Return every line of the data that contains the string "backed".

Recorded data:
◆ ◆ ◆ ◆ ◆

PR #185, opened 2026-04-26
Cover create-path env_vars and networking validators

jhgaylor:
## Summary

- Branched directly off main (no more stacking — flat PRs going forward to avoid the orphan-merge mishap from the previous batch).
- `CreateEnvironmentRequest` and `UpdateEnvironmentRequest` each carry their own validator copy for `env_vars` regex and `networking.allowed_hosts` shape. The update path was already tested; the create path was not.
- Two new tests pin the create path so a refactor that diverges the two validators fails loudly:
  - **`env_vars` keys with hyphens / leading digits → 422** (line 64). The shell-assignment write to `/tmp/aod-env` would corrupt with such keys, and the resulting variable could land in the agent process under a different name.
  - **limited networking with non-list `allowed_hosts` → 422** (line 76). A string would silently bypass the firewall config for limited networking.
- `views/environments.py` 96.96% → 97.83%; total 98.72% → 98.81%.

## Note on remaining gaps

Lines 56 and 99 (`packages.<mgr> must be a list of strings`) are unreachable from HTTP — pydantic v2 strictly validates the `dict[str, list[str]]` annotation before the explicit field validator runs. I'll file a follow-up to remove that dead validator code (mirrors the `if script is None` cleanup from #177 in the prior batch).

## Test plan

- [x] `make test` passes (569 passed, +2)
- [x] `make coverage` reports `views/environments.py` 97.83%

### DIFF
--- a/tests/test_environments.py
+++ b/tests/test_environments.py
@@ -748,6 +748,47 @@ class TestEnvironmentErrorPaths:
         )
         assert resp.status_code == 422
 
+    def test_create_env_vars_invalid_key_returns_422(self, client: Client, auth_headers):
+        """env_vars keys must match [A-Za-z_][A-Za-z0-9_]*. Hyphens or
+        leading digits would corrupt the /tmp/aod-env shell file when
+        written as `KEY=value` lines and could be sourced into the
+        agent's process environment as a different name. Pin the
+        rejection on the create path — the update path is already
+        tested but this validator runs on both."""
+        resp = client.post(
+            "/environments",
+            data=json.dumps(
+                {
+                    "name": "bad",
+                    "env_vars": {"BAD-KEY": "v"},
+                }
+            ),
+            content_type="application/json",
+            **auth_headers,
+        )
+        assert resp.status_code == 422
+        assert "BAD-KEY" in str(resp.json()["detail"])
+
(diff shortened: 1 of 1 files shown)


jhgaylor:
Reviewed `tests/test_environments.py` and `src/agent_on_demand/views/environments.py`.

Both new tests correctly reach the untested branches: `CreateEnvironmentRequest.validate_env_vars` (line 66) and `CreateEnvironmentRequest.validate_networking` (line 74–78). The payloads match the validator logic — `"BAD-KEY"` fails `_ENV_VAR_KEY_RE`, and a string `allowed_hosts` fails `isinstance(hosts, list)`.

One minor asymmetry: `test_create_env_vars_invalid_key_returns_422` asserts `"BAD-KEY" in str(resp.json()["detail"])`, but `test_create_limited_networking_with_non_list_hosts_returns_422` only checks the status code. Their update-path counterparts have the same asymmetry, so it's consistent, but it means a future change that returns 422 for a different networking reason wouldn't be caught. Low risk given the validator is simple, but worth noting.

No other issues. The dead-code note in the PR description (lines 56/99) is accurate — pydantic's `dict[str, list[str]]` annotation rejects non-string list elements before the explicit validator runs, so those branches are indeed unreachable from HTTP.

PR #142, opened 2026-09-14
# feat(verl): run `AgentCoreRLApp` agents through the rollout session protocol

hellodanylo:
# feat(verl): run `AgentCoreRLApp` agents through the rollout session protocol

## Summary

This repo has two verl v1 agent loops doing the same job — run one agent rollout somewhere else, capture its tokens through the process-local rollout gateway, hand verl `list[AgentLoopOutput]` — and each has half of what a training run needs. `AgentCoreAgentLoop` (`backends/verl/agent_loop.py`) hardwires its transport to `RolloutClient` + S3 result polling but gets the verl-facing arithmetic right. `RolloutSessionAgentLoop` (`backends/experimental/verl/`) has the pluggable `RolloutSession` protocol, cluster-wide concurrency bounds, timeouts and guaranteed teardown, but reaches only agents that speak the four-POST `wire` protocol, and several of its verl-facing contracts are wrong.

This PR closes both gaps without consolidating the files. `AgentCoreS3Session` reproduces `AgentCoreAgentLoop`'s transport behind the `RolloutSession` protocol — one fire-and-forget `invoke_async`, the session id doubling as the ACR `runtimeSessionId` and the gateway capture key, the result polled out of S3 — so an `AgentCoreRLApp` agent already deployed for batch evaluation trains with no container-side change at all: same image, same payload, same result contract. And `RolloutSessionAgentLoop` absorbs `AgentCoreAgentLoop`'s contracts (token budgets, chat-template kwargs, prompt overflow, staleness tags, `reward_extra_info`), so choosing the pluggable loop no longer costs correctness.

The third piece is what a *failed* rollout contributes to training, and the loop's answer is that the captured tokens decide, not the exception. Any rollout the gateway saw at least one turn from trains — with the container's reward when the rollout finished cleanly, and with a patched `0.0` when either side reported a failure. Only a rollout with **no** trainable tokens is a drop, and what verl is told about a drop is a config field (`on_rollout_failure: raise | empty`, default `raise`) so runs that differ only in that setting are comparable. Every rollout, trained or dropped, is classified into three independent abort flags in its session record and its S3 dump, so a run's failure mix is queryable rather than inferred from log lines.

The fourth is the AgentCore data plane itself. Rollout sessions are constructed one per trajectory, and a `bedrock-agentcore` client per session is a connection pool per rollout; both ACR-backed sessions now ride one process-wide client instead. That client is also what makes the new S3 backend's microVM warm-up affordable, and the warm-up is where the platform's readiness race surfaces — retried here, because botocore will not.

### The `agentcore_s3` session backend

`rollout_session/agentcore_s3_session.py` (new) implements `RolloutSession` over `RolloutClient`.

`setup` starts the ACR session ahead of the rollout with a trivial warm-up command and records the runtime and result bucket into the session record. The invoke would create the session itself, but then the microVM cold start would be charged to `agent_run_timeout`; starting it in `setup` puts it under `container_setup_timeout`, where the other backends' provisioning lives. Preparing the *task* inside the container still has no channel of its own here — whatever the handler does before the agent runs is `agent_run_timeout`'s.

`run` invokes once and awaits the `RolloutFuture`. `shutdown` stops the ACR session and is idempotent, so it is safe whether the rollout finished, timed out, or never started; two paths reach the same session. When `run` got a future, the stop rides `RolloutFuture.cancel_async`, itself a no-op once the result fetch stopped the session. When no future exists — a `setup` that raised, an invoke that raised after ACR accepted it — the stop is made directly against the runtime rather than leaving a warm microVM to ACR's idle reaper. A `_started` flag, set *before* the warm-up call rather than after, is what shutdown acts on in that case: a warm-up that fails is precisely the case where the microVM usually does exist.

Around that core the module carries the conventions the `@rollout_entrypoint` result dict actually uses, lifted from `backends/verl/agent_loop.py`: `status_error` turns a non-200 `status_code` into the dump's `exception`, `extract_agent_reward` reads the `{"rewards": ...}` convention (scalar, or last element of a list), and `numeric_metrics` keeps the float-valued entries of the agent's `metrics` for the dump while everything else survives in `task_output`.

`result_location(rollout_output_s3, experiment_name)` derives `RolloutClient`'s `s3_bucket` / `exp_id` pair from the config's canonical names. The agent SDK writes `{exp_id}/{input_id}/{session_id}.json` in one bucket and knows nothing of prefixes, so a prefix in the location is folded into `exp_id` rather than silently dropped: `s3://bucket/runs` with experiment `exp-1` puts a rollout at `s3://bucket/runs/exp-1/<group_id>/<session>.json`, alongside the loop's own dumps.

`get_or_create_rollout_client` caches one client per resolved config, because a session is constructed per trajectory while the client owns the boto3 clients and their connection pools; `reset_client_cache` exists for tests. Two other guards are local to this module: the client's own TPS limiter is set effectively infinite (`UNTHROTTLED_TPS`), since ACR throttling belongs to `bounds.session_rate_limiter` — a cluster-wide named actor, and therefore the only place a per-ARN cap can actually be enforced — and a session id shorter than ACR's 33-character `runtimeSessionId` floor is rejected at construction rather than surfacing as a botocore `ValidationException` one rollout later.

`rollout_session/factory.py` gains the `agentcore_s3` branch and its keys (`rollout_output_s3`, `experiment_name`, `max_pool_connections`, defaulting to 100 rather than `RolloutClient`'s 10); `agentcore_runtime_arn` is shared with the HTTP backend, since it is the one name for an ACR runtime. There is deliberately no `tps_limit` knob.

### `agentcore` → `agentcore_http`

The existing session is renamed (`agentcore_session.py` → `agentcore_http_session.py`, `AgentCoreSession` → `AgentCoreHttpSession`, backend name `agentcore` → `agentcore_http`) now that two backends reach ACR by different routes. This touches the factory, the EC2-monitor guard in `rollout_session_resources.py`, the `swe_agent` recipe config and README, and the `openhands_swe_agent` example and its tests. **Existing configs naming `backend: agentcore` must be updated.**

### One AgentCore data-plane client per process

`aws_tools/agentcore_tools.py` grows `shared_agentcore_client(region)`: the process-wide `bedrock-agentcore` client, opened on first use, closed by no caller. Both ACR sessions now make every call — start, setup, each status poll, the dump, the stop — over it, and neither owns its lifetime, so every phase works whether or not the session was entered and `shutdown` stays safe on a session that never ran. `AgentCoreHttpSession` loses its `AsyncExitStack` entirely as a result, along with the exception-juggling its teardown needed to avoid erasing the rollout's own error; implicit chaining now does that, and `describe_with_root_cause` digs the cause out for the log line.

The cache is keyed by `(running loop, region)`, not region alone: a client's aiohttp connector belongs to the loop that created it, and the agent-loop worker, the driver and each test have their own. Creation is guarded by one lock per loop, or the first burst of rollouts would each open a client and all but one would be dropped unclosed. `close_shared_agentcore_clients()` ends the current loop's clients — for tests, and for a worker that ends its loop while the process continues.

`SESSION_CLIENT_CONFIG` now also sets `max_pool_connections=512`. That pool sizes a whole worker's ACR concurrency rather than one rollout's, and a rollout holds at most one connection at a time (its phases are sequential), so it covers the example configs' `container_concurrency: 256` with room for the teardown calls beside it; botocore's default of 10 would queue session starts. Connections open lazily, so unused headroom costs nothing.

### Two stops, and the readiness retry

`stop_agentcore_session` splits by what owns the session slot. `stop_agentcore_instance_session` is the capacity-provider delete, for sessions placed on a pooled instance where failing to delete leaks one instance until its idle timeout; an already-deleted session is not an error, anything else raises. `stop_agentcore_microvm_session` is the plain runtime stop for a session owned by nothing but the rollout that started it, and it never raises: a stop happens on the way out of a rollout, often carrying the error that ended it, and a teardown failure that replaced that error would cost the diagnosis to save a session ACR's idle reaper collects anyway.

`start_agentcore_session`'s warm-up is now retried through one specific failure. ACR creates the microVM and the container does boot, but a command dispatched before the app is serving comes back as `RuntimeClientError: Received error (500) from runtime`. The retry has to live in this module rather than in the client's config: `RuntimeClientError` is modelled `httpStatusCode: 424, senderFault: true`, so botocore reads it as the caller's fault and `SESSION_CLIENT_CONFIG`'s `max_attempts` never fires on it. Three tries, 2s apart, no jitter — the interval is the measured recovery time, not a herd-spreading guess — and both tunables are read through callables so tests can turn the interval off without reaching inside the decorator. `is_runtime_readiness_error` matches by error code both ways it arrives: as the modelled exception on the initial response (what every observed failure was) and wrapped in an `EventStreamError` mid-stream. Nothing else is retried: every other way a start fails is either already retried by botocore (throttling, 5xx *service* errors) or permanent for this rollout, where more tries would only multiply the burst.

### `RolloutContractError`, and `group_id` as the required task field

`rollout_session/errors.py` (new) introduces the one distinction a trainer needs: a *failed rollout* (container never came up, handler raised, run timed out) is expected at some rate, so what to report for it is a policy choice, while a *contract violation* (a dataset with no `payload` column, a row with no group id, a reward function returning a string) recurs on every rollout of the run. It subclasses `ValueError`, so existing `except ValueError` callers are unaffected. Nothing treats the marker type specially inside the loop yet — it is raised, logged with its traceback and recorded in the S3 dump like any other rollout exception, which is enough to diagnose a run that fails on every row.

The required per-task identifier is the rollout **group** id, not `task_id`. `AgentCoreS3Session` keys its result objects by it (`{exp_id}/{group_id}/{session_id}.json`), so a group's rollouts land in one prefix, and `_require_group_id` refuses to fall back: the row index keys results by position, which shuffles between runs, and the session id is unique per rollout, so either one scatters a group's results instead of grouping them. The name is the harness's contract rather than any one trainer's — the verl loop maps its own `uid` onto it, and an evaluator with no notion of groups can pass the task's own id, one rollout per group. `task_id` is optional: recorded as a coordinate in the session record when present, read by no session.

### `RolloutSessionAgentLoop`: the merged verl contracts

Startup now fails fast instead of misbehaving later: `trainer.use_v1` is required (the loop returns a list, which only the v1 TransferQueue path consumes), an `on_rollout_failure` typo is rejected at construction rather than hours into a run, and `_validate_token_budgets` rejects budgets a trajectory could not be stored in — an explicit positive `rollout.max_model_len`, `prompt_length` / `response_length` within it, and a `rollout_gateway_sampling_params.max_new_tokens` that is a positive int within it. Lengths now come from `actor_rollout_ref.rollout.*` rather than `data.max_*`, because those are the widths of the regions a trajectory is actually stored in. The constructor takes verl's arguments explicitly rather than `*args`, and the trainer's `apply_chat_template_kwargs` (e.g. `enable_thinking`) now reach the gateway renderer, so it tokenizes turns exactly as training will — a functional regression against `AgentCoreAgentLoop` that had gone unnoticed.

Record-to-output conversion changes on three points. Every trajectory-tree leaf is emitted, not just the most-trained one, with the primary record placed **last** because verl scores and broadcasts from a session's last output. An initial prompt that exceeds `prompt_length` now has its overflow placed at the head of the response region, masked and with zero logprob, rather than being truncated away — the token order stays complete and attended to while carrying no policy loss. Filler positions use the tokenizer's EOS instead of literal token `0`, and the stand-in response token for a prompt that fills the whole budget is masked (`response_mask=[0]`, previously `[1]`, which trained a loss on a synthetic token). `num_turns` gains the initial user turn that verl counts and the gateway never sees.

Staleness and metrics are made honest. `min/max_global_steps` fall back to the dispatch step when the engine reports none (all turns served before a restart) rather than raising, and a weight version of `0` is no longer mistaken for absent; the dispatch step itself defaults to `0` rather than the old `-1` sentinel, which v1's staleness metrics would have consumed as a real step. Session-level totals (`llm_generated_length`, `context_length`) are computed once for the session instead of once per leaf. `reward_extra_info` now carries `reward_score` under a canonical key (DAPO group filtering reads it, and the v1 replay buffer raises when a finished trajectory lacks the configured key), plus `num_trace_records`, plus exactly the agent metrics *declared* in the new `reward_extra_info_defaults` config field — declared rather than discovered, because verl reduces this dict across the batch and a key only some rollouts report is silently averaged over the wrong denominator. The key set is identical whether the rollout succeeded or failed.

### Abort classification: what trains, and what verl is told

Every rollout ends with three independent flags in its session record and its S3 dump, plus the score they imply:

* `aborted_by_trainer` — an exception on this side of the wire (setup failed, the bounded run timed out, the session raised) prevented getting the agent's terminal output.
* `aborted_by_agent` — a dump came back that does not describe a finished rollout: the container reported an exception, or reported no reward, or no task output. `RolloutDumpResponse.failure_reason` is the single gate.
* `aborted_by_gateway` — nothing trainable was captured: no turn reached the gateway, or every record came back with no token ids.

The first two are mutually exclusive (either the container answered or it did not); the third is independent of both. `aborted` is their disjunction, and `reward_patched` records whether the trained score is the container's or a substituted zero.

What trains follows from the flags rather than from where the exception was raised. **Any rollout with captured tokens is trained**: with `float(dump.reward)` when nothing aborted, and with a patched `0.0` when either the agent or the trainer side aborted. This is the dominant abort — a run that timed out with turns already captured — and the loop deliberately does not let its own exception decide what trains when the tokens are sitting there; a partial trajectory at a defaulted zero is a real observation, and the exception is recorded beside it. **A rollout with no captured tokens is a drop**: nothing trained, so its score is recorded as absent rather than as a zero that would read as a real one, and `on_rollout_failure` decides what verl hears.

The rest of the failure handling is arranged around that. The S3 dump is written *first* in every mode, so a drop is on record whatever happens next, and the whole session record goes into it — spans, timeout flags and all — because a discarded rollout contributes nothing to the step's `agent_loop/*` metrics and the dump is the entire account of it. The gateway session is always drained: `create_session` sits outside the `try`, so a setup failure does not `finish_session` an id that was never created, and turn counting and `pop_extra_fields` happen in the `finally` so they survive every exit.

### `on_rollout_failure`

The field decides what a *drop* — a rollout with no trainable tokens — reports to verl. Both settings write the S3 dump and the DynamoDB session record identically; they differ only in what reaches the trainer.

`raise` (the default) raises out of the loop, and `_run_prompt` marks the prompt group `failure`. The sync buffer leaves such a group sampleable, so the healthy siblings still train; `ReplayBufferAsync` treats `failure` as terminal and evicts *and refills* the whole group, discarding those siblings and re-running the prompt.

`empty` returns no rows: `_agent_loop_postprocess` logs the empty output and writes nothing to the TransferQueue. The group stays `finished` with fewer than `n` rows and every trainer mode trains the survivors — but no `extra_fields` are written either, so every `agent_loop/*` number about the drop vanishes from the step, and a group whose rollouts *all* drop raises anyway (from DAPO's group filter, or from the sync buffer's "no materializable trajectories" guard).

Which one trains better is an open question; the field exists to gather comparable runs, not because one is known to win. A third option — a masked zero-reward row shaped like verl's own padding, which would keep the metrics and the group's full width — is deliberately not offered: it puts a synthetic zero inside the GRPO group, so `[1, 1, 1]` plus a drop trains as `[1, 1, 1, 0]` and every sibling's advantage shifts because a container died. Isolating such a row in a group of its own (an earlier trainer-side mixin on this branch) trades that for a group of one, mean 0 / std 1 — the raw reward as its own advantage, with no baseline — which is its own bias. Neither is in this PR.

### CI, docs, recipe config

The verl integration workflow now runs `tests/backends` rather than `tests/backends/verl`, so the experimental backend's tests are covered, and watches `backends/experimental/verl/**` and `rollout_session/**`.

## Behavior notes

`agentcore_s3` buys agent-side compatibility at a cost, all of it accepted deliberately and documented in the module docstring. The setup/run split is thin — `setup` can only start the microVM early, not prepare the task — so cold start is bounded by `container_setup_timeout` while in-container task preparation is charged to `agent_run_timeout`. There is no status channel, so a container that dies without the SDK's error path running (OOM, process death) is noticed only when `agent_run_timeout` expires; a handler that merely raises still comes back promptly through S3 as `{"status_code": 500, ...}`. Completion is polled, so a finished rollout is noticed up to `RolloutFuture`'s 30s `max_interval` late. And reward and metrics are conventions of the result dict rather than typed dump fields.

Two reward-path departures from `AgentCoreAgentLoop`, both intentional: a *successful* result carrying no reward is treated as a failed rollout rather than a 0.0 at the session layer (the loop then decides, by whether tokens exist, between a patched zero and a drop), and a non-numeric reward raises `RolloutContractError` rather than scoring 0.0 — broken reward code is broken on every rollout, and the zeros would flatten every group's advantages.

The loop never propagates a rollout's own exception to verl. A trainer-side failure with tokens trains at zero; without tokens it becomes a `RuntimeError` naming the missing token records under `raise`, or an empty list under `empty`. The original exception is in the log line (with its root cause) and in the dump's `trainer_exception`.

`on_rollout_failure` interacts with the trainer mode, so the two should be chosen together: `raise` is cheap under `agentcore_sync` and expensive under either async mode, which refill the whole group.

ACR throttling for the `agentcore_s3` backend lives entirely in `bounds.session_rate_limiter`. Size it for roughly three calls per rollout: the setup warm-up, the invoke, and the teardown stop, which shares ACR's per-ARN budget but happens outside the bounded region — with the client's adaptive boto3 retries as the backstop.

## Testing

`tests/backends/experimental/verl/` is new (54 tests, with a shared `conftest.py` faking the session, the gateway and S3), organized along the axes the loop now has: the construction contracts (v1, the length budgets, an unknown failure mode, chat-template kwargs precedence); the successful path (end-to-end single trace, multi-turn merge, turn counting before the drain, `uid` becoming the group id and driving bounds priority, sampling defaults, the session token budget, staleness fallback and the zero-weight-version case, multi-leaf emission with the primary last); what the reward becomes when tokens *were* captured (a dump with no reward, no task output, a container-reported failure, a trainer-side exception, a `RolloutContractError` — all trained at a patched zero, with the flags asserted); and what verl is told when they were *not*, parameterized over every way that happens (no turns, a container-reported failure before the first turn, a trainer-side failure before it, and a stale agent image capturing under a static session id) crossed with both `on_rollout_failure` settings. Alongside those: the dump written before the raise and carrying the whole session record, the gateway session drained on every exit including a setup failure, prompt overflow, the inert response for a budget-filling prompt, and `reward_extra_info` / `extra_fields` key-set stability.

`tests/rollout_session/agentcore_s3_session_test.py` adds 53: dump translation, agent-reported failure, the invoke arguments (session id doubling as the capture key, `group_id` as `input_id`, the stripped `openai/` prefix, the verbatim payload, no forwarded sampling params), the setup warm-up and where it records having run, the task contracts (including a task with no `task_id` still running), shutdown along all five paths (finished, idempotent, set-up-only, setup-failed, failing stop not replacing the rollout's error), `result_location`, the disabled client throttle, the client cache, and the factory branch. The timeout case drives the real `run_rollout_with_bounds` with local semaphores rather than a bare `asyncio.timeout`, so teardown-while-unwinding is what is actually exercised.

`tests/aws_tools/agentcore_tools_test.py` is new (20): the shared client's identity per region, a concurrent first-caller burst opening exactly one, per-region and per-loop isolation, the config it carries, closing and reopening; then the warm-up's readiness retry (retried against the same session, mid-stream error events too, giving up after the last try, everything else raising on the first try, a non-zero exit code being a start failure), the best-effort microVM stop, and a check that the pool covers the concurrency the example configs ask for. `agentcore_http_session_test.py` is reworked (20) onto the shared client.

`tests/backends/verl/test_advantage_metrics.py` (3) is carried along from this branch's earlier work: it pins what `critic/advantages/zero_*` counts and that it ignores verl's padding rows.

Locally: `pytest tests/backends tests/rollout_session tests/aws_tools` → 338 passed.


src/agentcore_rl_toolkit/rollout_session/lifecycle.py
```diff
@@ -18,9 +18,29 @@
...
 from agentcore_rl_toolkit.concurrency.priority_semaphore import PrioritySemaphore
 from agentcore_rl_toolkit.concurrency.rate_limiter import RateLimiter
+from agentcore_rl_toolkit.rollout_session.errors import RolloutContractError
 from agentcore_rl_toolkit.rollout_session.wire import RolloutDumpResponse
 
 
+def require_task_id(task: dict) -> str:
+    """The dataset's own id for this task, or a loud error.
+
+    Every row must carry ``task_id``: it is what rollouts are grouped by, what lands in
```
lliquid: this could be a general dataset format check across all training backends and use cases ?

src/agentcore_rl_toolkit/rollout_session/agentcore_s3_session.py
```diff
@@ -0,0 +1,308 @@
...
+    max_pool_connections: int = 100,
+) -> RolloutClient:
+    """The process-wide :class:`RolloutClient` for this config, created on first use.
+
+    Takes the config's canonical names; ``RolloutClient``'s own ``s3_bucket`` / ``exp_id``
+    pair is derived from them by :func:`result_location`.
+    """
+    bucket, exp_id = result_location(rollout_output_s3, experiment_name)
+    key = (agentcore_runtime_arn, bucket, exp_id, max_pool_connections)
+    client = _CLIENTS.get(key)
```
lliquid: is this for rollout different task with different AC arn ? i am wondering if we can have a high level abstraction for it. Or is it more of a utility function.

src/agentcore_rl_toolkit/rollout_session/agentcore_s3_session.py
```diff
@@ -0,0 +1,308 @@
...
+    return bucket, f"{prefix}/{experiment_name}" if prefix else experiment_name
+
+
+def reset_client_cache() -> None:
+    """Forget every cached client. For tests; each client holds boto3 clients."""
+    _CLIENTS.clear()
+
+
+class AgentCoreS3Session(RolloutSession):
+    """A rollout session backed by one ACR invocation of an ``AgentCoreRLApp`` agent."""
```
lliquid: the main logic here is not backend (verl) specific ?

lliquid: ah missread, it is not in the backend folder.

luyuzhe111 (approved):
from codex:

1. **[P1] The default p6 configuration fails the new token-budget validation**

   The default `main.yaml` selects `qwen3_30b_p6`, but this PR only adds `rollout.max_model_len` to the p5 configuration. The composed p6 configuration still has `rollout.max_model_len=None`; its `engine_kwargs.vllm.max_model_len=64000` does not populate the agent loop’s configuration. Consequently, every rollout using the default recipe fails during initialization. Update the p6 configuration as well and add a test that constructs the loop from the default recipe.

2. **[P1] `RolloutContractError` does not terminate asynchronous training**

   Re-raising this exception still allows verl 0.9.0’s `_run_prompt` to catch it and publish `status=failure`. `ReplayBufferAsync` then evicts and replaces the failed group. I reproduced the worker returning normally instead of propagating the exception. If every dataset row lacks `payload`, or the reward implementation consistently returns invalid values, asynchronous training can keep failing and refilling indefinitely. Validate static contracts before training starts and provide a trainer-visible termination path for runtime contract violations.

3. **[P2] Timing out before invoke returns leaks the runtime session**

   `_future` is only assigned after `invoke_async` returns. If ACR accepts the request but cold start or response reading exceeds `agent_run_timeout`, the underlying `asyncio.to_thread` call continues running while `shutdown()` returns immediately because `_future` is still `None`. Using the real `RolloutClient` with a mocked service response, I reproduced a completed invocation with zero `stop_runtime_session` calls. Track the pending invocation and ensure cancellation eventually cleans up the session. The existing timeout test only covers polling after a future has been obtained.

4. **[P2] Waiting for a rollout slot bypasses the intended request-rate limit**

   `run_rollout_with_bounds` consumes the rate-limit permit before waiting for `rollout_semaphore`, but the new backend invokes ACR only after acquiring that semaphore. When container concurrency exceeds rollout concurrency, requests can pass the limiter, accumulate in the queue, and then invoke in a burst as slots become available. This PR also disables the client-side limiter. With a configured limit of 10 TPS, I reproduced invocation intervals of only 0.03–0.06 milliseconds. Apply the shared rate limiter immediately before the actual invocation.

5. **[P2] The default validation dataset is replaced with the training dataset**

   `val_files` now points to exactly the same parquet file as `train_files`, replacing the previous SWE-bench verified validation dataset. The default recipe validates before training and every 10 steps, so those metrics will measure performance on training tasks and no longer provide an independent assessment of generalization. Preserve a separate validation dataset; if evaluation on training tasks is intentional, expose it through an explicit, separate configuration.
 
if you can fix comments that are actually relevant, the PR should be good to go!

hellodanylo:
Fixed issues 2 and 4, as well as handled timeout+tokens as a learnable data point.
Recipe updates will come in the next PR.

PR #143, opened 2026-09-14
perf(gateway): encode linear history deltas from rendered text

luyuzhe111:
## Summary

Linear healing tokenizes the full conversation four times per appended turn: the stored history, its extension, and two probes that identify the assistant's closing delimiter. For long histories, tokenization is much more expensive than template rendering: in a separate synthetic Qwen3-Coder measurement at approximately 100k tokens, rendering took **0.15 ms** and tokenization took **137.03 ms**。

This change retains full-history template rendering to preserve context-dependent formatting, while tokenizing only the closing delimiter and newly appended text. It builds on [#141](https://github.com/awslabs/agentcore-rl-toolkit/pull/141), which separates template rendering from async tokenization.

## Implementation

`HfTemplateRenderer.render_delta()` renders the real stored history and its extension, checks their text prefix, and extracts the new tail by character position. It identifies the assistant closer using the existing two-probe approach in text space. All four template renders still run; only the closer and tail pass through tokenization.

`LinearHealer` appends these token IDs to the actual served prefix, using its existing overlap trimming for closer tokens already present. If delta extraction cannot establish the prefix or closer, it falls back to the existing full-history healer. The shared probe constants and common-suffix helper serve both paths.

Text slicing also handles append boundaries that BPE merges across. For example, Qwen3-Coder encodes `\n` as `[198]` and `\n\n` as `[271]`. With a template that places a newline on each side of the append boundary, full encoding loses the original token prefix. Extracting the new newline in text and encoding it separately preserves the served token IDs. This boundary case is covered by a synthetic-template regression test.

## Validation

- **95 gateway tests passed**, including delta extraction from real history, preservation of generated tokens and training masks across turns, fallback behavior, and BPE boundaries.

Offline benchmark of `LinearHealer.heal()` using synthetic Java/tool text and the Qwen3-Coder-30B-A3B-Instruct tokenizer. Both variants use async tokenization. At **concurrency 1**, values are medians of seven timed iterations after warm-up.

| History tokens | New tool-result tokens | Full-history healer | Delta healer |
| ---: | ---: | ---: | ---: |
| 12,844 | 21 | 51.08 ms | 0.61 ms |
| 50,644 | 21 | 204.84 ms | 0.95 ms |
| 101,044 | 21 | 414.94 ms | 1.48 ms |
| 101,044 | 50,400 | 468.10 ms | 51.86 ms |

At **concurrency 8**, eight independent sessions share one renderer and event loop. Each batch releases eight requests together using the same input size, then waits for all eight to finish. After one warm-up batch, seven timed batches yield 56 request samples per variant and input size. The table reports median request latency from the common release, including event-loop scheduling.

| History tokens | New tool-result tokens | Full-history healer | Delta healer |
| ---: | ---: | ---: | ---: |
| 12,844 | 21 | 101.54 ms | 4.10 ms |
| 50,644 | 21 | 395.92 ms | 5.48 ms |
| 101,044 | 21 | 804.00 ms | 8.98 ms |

◆ ◆ ◆ ◆ ◆

Response:
The fourth is the AgentCore data plane itself. Rollout sessions are constructed one per trajectory, and a `bedrock-agentcore` client per session is a connection pool per rollout; both ACR-backed sessions now ride one process-wide client instead. That client is also what makes the new S3 backend's microVM warm-up affordable, and the warm-up is where the platform's readiness race surfaces — retried here, because botocore will not.
+    """A rollout session backed by one ACR invocation of an ``AgentCoreRLApp`` agent."""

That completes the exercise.